You’re in Your Skivvies Now

I’ve sat down to write this blasted first blog fifteen times. Nada. Zip. The anxiety of making a profound impression on you, the reader, has caused me to question my self-worth, my ability as a writer & perhaps most damaging, how I really look in my bathing suit.

Anita On the Cliffs of Torrey PinesI even tried an old trick from my Advanced Rhetoric class. Imagine the crowd in their underwear. Makes sense. How many of you ever dress up to check email, Facebook & Tumblr? I don’t know what Tumblr is, but that’s my intended hook for the younger crowd.

Still, nothing. Even with you in your skivvies, I’m not coming up with anything that will undoubtedly change how you see the world, me & the final episode of “Buffy the Vampire Slayer.”

So, new plan. I’m punting the idea of being brilliant & witty & instead, I will write about something that everyone loves and no one can get pissed off about: puppies.

I really, really like puppies. I like puppies a lot. I like all kinds of puppies.

I credit that last sentence to my daughter when she was in first grade & had to write an “essay,” minimum length: 3 sentences. She could talk for 78 minutes without a breath, but ask her to write 3 sentences, & she jammed up like a car out of oil.

I’d like to publicly apologize for the pressure I loaded on to my 6-year-old. “Just write,” I’d say. “Something. Anything.” Now I’m the one writing about puppies.

When I was 28, the School of Cinema-Television at the University of Southern California accepted me into their MFA program. I applied having no experience in film. The only video camera I’d used was a 1984 Panasonic VHS, roughly the size of a small car. I sometimes laugh at my own audacity in even mailing the application, and yet, USC said Yes.

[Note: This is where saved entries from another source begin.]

PR #130, opened 2026-07-28
fix: indent a tree row by its depth alone

### LINKED ISSUE #125: A file row is indented two columns less than a directory at the same depth
## What happened

In the tree, the column a name starts in is not a function of its depth. A directory row is
`indent + "▾ "`, and the arrow is two columns wide. A file row has no glyph at all, so a file is
drawn two columns left of a directory at the same depth.

Two things follow, both visible in the repo's own snapshot
(`tests/snapshots/presenter__presenter_wide.snap`):

```
│  ▾ src          dir, depth 0, name starts at column 4
│M   main.rs      file, depth 1, name starts at column 4   same column as its parent
│    ▾ inner      dir, depth 1, name starts at column 6
│A     added.rs   file, depth 2, name starts at column 6   same column as its parent
│  README.md      file, depth 0, name starts at column 2   two left of its sibling "src"
```

A file sits in exactly the column of its parent directory's name, so it reads as a sibling of its
own parent. And a top-level file sits two columns left of a top-level directory, so two siblings do
not line up.

I expected indentation to track depth: siblings in one column, a child one level in from its parent.

## Steps to reproduce

1. Open the viewer on any repository with a file inside a directory.
2. Expand the directory.
3. The child file's name starts in the same column as the directory's own name.

Or read `tests/snapshots/presenter__presenter_wide.snap`, which records the behaviour already.

## Environment

- Plugin version: 1.14.0

## Logs / screenshots

The snapshot above is the clearest record. It is not Windows-specific and does not depend on the
renderers.

## A note on the fix

Give a file row two blanks where a directory has its arrow. That makes the starting column a
function of depth alone. It shifts every file row two columns right, so the presenter snapshots
change; that shift is the change, not a side effect.

If the current alignment is deliberate I would rather hear that than send a patch, so tell me and I
will close this. I have the fix working either way.

Jprnp:
## Summary

Indent a tree row by its depth alone.

A file row reserved no space for the expand arrow, which is two columns wide, so the column a name
started in was not a function of its depth. A file at depth `d+1` began in exactly the column of its
parent directory's name at depth `d`, and a top-level file began two columns left of the directory
sitting beside it. The tree read as if a file were a sibling of its own parent.

The repo's own snapshot records it:

```
│  ▾ src          dir, depth 0, column 4
│M   main.rs      file, depth 1, column 4   same as its parent
│    ▾ inner      dir, depth 1, column 6
│A     added.rs   file, depth 2, column 6   same as its parent
│  README.md      file, depth 0, column 2   two left of its sibling "src"
```

After: `src` and `README.md` share column 4, `main.rs` and `inner` share column 6, `added.rs` is at
8.

## Changes

- `src/presenter.rs`: a file's glyph is two blanks instead of an empty string.
- Presenter snapshots updated. Every file row shifts two columns right; that shift is the change
  itself, not a side effect, so the diff is large but mechanical.
- `tests/presenter.rs`: the annotation-marker test measured the git and `@` cells at a fixed offset
  from the name, which assumed the name followed the marker immediately. It now accounts for the
  reserved glyph width.
- A `CHANGELOG.md` entry.

If the old alignment was deliberate, say so and I will close this and the issue. I could not find a
rationale in the code or docs, and the top-level case (a file two columns left of its sibling
directory) reads as unintended either way.

## Test plan

- [x] `cargo test` is green
- [x] Docs updated in this PR (CHANGELOG; no `docs/` page states the row geometry)
- [x] Read back live in a deeply nested repository: children now sit one level in from their parent
      and siblings share a column

## Related

Closes #125


smarzban:
Thanks @Jprnp  nice catch, will add it to the next release.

What did I do? I fucking jumped. I didn’t over-think it. I moved forward hard & fast. My Beagle & I hopped into our ’86 Honda Accord & drove 2,800 miles cross country, Rochester to Los Angeles, our cassette player blasting Enya. In August. With no air conditioning.

I jumped. Fearless.

17 years later, I can’t write a friggin’ blog. Everyone blogs, tweets & tumbles. I have 2 master’s degrees, & I’m stuck on a 500-word essay. What the hell happened? I no longer jump off swings (bad back), eat spicy food (gas) or run with scissors (you just never know).

When did I take on the fear? The angst? Maybe when I opened my 401K or first considered life insurance? I feel like I need a wire brush to scrub off the layers of self-doubt.

I just did a word count. 452, including title. Finally. My first blog is done.